WHAT YOU NEED TO DO:
Word for word, return every record.

[Saved entries]
::::::::::

PR #8294, opened 2023-07-17
fix: [ci] release workflow non-functional

spencerdrak:
Release workflow was misconfigured and had been failing since Friday - we did not get any notifications about this because the workflow file was invalid and could not run (therefore, it couldn't send us the slack message about it's failure). In addition, we've changed the name of the OSX artifacts which would've broken, had this workflow been able to run successfully.

This PR gets release back on the rails by:
- allowing jobs that build wheels to pass an artifact name as output, to standardize usage
- Adding the required missing job for aarch64 linux wheels. 

Test Plan:
- release dry-run here: https://github.com/returntocorp/semgrep/actions/runs/5582933738

I'll re-enable release workflow once this goes in.

@cgdolan it looks like a while back, you set up linting on PRs for GHA that I would've expected to catch this - I'm going to dig into that separately.

PR checklist:

### DIFF
--- a/.github/workflows/build-test-manylinux-aarch64.yaml
+++ b/.github/workflows/build-test-manylinux-aarch64.yaml
@@ -3,6 +3,13 @@ name: build-test-manylinux-aarch64
 on:
   workflow_dispatch:
   workflow_call:
+    outputs:
+      wheel-artifact-name:
+        description: "The name under which the wheel artifact was stored"
+        value: ${{ jobs.build-wheel.outputs.wheel-artifact-name }}
+
+env:
+  WHEEL_ARTIFACT_NAME: manylinux-aarch64-wheel
 
 jobs:
   build-wheel:
@@ -11,6 +18,8 @@ jobs:
     permissions:
       contents: read
       id-token: write
+    outputs:
+      wheel-artifact-name: ${{ steps.wheel-artifact-name.outputs.wheel-artifact-name }}
     steps:
       - uses: docker/setup-qemu-action@v2
       - uses: docker/setup-buildx-action@v2
@@ -30,5 +39,9 @@ jobs:
           docker run --platform linux/arm64 --rm ${{ steps.build-semgrep-wheel.outputs.imageid }} zip -r - dist > /tmp/dist.zip
       - uses: actions/upload-artifact@v3
         with:
-          name: manylinux-wheel-aarch64
+          name: "${{ env.WHEEL_ARTIFACT_NAME }}"
           path: /tmp/dist.zip
+      - name: Set Wheel Name Output
+        id: wheel-artifact-name
+        run: |
+          echo "wheel-artifact-name=${WHEEL_ARTIFACT_NAME}" >> $GITHUB_OUTPUT
--- a/.github/workflows/build-test-manylinux-aarch64.yaml
+++ b/.github/workflows/build-test-manylinux-aarch64.yaml
@@ -3,13 +3,6 @@ name: build-test-manylinux-aarch64
 on:
   workflow_dispatch:
   workflow_call:
-    outputs:
-      wheel-artifact-name:
-        description: "The name under which the wheel artifact was stored"
-        value: ${{ jobs.build-wheel.outputs.wheel-artifact-name }}
-
-env:
-  WHEEL_ARTIFACT_NAME: manylinux-aarch64-wheel
 
 jobs:
   build-wheel:
@@ -18,8 +11,6 @@ jobs:
     permissions:
       contents: read
       id-token: write
-    outputs:
-      wheel-artifact-name: ${{ steps.wheel-artifact-name.outputs.wheel-artifact-name }}
     steps:
       - uses: docker/setup-qemu-action@v2
       - uses: docker/setup-buildx-action@v2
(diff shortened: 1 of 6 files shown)


cgdolan (approved):

tpetr (approved):
Thank you! Sorry for the headache here

.github/workflows/build-test-osx-arm64.yaml
```diff
@@ -13,13 +13,24 @@ on:
         required: true
         type: boolean
         default: true
+      wheel-artifact-name:
+        description: "The name under which to store the wheel artifact"
+        type: string
+        default: osx-arm64-wheel
```
aryx: Is there anywhere where we set the wheel-artifact-name for this workflow to something other than osx-arm64-wheel?
If not, then what's the point of introducing this extra intermediate constant that looks like a variable but is not?

spencerdrak: In release.yml, there is one other place this is referenced in the `upload-wheels` job. Unfortunately, we can't set an env var in release.yml to hold this value, but this will likely be helpful with some follow up work I have on deck to factorize the OSX workflows.

aryx: if it's referenced but never set to a different value, it means it's a constant and we should just inline its content instead of introducing those intermediate name that complicate things IMHO.

spencerdrak: Ok, I can remove that bit then. thanks!

spencerdrak: @aryx swapped that around to make it such that the wheel artifact names are outputs which can be defined once and referenced, not inputs - lmk if that's acceptable. thanks!

.github/workflows/build-test-manylinux-aarch64.yaml
```diff
@@ -3,6 +3,13 @@ name: build-test-manylinux-aarch64
 on:
   workflow_dispatch:
   workflow_call:
+    outputs:
```
aryx: Honestly the way we do things in Yaml looks completely foreign to me. If we were in a sane programming language,
we could just return values, takes parameters, define constant in a shared file, and we would not need all those weird ways to do very simple things.

.github/workflows/release.yml
```diff
@@ -138,9 +134,21 @@ jobs:
         build-test-osx-x86,
         build-test-osx-arm64,
       ]
+    outputs:
+      manylinux-x86-wheel-artifact-name: ${{ steps.wait-for-build-test.outputs.manylinux-x86-wheel-artifact-name }}
```
aryx: This solution looks even worse to me. But again why we introduce those intermediate step variables in the first place?

.github/workflows/release.yml
```diff
@@ -159,33 +167,33 @@ jobs:
       - name: Download Artifact
         uses: actions/download-artifact@v3
         with:
-          name: manylinux-wheel
-          path: manylinux-wheel
+          name: ${{ needs.wait-for-build-test.outputs.manylinux-x86-wheel-artifact-name }}
```
aryx: Why not simply replace this name: ${{ ...} with the actual value we know it contains? It's a constant!
What's the gain of using this very long variable name, than even contain this ...manylinux-x86-wheel.... in it
with simply manylinux-x86-wheel!
It's a shorter, and it removes the need for those ENV:, for those needs.wait.xxx everywhere, for those echo ... >> $GITHUB_OUTPUT.

aryx (dismissed):
Looks too complicated. Just use directly 'manylinux-x86-wheel' where it's needed.

cgdolan:
> Looks too complicated. Just use directly 'manylinux-x86-wheel' where it's needed.

Directly using these string values in multiple places is the problem we're trying to solve in this PR. We realized that the next release would likely fail after the changes in https://github.com/returntocorp/semgrep/pull/8286 because the wheel producer step outputs an artifact under a different name than the wheel consumer step expects. The fix for this is to declare the output name once and reference it in such a way that if the value changes all callers get the updated value, which is what we've implemented here.

cgdolan (approved):

aryx:
And how using steps.xxx.whateverlong.manywheel-x86-arm variable names will be better than using the manywheel-x86-arm string?
What do you win? If you mispelled something, the string or the variable name you will get a runtime error in both cases, so I'd rather use the simpler code.

cgdolan:
With variables, invalid references are surfaced much earlier before/at PR time by IDEs and workflow linting whereas with raw strings invalid references are surfaced much later at workflow runtime.

Here's what I see when I introduce a typo for example:

Screenshot 2023-07-18 at 8 30 07 AM

aryx:
Does the linting work across files? If you reference an output from a workflow in another yaml file is it detected?
If you make a typo in echo "manylinux-x86-wheel-artifact-name
is it detected?

spencerdrak:
Kicked off a release dry-run with these new changes here: https://github.com/returntocorp/semgrep/actions/runs/5589925058

cgdolan:
In the interest of getting this PR submitted and unblocking the release process, I've downscoped the changes to a minimal subset needed to fix the blockers. @aryx PTAL.

tpetr (approved):
LGTM assuming the dry run succeeds

cgdolan:
Dry run has succeeded and I've implemented the initial feedback as asked. I'm going to dismiss the review requesting changes so we can get this in and unblock releases.

aryx (commented):
Thx chris. Appreciate.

::::::::::

RESPONSE AREA:
PR #8294, opened 2023-07-17
fix: [ci] release workflow non-functional

spencerdrak:
Release workflow was misconfigured and had been failing since Friday - we did not get any notifications about this because the workflow file was invalid and could not run (therefore, it couldn't send us the slack message about it's failure). In addition, we've changed the name of the OSX artifacts which would've broken, had this workflow been able to run successfully.

This PR gets release back on the rails by:
- allowing jobs that build wheels to pass an artifact name as output, to standardize usage
- Adding the required missing job for aarch64 linux wheels. 

Test Plan:
- release dry-run here: https://github.com/returntocorp/semgrep/actions/runs/5582933738

I'll re-enable release workflow once this goes in.

@cgdolan it looks like a while back, you set up linting on PRs for GHA that I would've expected to catch this - I'm going to dig into that separately.

PR checklist:

### DIFF
--- a/.github/workflows/build-test-manylinux-aarch64.yaml
+++ b/.github/workflows/build-test-manylinux-aarch64.yaml
@@ -3,6 +3,13 @@ name: build-test-manylinux-aarch64
 on:
   workflow_dispatch:
   workflow_call:
+    outputs:
+      wheel-artifact-name:
+        description: "The name under which the wheel artifact was stored"
+        value: ${{ jobs.build-wheel.outputs.wheel-artifact-name }}
+
+env:
+  WHEEL_ARTIFACT_NAME: manylinux-aarch64-wheel
 
 jobs:
   build-wheel:
@@ -11,6 +18,8 @@ jobs:
     permissions:
       contents: read
       id-token: write
+    outputs:
+      wheel-artifact-name: ${{ steps.wheel-artifact-name.outputs.wheel-artifact-name }}
     steps:
       - uses: docker/setup-qemu-action@v2
       - uses: docker/setup-buildx-action@v2
@@ -30,5 +39,9 @@ jobs:
           docker run --platform linux/arm64 --rm ${{ steps.build-semgrep-wheel.outputs.imageid }} zip -r - dist > /tmp/dist.zip
       - uses: actions/upload-artifact@v3
         with:
-          name: manylinux-wheel-aarch64
+          name: "${{ env.WHEEL_ARTIFACT_NAME }}"
           path: /tmp/dist.zip
+      - name: Set Wheel Name Output
+        id: wheel-artifact-name
+        run: |
+          echo "wheel-artifact-name=${WHEEL_ARTIFACT_NAME}" >> $GITHUB_OUTPUT
--- a/.github/workflows/build-test-manylinux-aarch64.yaml
+++ b/.github/workflows/build-test-manylinux-aarch64.yaml
@@ -3,13 +3,6 @@ name: build-test-manylinux-aarch64
 on:
   workflow_dispatch:
   workflow_call:
-    outputs:
-      wheel-artifact-name:
-        description: "The name under which the wheel artifact was stored"
-        value: ${{ jobs.build-wheel.outputs.wheel-artifact-name }}
-
-env:
-  WHEEL_ARTIFACT_NAME: manylinux-aarch64-wheel
 
 jobs:
   build-wheel:
@@ -18,8 +11,6 @@ jobs:
     permissions:
       contents: read
       id-token: write
-    outputs:
-      wheel-artifact-name: ${{ steps.wheel-artifact-name.outputs.wheel-artifact-name }}
     steps:
       - uses: docker/setup-qemu-action@v2
       - uses: docker/setup-buildx-action@v2
(diff shortened: 1 of 6 files shown)


cgdolan (approved):

tpetr (approved):
Thank you! Sorry for the headache here

.github/workflows/build-test-osx-arm64.yaml
```diff
@@ -13,13 +13,24 @@ on:
         required: true
         type: boolean
         default: true
+      wheel-artifact-name:
+        description: "The name under which to store the wheel artifact"
+        type: string
+        default: osx-arm64-wheel
```
aryx: Is there anywhere where we set the wheel-artifact-name for this workflow to something other than osx-arm64-wheel?
If not, then what's the point of introducing this extra intermediate constant that looks like a variable but is not?

spencerdrak: In release.yml, there is one other place this is referenced in the `upload-wheels` job. Unfortunately, we can't set an env var in release.yml to hold this value, but this will likely be helpful with some follow up work I have on deck to factorize the OSX workflows.

aryx: if it's referenced but never set to a different value, it means it's a constant and we should just inline its content instead of introducing those intermediate name that complicate things IMHO.

spencerdrak: Ok, I can remove that bit then. thanks!

spencerdrak: @aryx swapped that around to make it such that the wheel artifact names are outputs which can be defined once and referenced, not inputs - lmk if that's acceptable. thanks!

.github/workflows/build-test-manylinux-aarch64.yaml
```diff
@@ -3,6 +3,13 @@ name: build-test-manylinux-aarch64
 on:
   workflow_dispatch:
   workflow_call:
+    outputs:
```
aryx: Honestly the way we do things in Yaml looks completely foreign to me. If we were in a sane programming language,
we could just return values, takes parameters, define constant in a shared file, and we would not need all those weird ways to do very simple things.

.github/workflows/release.yml
```diff
@@ -138,9 +134,21 @@ jobs:
         build-test-osx-x86,
         build-test-osx-arm64,
       ]
+    outputs:
+      manylinux-x86-wheel-artifact-name: ${{ steps.wait-for-build-test.outputs.manylinux-x86-wheel-artifact-name }}
```
aryx: This solution looks even worse to me. But again why we introduce those intermediate step variables in the first place?

.github/workflows/release.yml
```diff
@@ -159,33 +167,33 @@ jobs:
       - name: Download Artifact
         uses: actions/download-artifact@v3
         with:
-          name: manylinux-wheel
-          path: manylinux-wheel
+          name: ${{ needs.wait-for-build-test.outputs.manylinux-x86-wheel-artifact-name }}
```
aryx: Why not simply replace this name: ${{ ...} with the actual value we know it contains? It's a constant!
What's the gain of using this very long variable name, than even contain this ...manylinux-x86-wheel.... in it
with simply manylinux-x86-wheel!
It's a shorter, and it removes the need for those ENV:, for those needs.wait.xxx everywhere, for those echo ... >> $GITHUB_OUTPUT.

aryx (dismissed):
Looks too complicated. Just use directly 'manylinux-x86-wheel' where it's needed.

cgdolan:
> Looks too complicated. Just use directly 'manylinux-x86-wheel' where it's needed.

Directly using these string values in multiple places is the problem we're trying to solve in this PR. We realized that the next release would likely fail after the changes in https://github.com/returntocorp/semgrep/pull/8286 because the wheel producer step outputs an artifact under a different name than the wheel consumer step expects. The fix for this is to declare the output name once and reference it in such a way that if the value changes all callers get the updated value, which is what we've implemented here.

cgdolan (approved):

aryx:
And how using steps.xxx.whateverlong.manywheel-x86-arm variable names will be better than using the manywheel-x86-arm string?
What do you win? If you mispelled something, the string or the variable name you will get a runtime error in both cases, so I'd rather use the simpler code.

cgdolan:
With variables, invalid references are surfaced much earlier before/at PR time by IDEs and workflow linting whereas with raw strings invalid references are surfaced much later at workflow runtime.

Here's what I see when I introduce a typo for example:

Screenshot 2023-07-18 at 8 30 07 AM

aryx:
Does the linting work across files? If you reference an output from a workflow in another yaml file is it detected?
If you make a typo in echo "manylinux-x86-wheel-artifact-name
is it detected?

spencerdrak:
Kicked off a release dry-run with these new changes here: https://github.com/returntocorp/semgrep/actions/runs/5589925058

cgdolan:
In the interest of getting this PR submitted and unblocking the release process, I've downscoped the changes to a minimal subset needed to fix the blockers. @aryx PTAL.

tpetr (approved):
LGTM assuming the dry run succeeds

cgdolan:
Dry run has succeeded and I've implemented the initial feedback as asked. I'm going to dismiss the review requesting changes so we can get this in and unblock releases.

aryx (commented):
Thx chris. Appreciate.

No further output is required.